### Input ###

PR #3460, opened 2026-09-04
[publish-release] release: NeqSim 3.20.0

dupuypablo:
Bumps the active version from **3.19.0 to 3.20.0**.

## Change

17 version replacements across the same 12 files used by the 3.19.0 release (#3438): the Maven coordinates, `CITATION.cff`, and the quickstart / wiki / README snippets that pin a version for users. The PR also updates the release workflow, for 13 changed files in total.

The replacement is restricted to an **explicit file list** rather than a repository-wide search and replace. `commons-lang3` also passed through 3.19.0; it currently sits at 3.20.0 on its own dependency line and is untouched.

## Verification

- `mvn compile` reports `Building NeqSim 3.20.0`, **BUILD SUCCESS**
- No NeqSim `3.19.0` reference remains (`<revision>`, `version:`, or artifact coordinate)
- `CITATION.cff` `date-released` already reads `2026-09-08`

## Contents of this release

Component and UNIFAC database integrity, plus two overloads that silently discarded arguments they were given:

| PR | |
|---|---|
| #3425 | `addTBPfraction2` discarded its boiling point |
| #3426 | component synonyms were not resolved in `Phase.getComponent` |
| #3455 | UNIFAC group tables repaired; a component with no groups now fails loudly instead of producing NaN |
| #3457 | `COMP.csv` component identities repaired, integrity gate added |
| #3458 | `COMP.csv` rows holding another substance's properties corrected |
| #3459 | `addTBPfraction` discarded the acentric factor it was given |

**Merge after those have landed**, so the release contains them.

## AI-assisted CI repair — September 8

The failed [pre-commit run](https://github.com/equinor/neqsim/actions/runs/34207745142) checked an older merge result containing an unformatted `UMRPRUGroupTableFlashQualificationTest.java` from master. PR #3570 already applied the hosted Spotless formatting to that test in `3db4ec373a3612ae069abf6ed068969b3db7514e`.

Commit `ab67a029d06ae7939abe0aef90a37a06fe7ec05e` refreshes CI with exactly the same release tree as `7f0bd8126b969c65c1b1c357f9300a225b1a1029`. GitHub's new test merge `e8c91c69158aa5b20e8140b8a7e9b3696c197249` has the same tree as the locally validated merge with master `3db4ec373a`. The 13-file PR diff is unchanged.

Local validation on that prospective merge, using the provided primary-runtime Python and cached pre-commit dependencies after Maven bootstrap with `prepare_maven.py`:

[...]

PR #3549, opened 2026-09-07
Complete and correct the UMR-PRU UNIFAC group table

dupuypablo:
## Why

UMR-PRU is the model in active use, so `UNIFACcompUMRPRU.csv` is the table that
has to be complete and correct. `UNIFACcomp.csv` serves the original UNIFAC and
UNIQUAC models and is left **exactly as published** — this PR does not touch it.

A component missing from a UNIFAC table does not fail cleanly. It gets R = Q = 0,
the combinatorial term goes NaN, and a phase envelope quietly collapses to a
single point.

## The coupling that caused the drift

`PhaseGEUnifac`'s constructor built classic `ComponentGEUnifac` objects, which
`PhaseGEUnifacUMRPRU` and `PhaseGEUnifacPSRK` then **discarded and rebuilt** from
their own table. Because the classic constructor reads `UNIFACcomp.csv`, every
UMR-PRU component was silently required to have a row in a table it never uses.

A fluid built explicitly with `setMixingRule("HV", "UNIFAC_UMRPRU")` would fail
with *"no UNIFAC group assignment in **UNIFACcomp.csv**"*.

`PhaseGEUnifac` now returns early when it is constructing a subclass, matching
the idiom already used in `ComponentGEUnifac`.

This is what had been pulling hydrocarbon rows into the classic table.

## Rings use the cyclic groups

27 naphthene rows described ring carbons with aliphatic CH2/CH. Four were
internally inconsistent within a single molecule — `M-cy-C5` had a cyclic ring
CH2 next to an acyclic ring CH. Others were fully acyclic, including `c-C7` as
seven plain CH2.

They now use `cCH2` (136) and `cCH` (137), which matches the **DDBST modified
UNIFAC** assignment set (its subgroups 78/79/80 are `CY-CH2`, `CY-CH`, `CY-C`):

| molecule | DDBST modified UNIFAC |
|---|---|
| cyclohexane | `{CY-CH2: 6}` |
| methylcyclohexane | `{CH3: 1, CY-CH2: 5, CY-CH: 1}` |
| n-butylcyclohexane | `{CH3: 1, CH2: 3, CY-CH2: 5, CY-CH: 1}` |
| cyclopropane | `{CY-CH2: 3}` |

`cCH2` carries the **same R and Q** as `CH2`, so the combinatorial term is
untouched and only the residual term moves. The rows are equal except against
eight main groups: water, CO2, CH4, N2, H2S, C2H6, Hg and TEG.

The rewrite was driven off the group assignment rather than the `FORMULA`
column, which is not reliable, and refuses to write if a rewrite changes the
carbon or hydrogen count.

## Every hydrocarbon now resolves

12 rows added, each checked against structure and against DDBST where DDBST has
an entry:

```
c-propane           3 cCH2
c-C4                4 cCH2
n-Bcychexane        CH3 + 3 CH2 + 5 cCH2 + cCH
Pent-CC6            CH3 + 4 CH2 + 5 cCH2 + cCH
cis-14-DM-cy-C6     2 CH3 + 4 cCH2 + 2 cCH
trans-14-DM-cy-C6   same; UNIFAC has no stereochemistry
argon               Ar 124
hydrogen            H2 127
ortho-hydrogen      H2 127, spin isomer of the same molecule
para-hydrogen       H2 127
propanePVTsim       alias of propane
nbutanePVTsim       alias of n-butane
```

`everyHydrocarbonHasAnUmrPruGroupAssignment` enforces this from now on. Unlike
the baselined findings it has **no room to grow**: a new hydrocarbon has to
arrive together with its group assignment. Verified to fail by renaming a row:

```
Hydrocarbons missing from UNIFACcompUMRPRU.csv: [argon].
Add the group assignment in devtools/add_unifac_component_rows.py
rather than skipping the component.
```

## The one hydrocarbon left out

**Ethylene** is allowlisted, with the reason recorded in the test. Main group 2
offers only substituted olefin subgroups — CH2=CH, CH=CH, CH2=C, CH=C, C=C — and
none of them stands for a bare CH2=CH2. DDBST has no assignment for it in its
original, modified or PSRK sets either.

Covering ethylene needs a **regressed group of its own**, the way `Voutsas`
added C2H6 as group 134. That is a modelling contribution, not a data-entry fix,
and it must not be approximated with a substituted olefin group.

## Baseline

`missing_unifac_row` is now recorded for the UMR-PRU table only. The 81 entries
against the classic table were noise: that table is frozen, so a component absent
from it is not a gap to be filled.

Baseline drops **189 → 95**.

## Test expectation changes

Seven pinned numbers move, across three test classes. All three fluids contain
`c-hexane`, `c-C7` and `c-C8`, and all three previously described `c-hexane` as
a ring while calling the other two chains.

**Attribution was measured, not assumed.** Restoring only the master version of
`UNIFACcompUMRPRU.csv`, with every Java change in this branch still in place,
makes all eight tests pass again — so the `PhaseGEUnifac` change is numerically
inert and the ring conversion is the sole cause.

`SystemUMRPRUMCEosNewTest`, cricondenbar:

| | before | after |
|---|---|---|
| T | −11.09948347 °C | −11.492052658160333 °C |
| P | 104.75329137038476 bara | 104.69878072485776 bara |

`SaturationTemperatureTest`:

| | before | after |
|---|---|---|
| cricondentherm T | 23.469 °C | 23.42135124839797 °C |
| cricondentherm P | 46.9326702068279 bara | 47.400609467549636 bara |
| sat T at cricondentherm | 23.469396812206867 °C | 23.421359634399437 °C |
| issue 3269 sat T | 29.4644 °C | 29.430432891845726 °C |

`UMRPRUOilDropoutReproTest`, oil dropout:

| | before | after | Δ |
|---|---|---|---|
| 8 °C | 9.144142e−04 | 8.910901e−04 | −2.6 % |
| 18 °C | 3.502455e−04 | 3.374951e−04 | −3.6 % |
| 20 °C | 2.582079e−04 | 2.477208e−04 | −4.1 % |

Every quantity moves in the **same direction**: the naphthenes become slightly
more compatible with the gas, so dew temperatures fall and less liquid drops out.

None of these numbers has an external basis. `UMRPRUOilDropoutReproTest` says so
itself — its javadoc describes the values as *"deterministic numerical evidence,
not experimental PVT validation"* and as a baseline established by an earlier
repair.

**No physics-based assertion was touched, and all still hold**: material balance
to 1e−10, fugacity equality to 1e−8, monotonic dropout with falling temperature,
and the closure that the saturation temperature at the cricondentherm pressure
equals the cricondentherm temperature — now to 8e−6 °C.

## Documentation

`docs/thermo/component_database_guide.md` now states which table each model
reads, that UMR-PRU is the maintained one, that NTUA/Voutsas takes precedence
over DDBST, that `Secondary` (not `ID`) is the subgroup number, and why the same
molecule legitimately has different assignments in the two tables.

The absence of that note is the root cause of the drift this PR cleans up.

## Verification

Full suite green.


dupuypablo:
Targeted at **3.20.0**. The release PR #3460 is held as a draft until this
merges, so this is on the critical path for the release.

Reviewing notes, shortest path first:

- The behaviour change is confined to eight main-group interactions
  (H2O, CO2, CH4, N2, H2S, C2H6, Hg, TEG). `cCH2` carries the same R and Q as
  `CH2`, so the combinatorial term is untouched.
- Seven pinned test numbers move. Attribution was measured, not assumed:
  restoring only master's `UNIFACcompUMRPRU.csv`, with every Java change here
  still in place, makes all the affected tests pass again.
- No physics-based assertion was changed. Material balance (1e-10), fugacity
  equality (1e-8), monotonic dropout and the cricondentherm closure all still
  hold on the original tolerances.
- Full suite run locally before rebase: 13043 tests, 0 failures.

###

(Task details):
Calculate how many lines of the material include the string "eight", and state that number by itself.

(Written answer):
3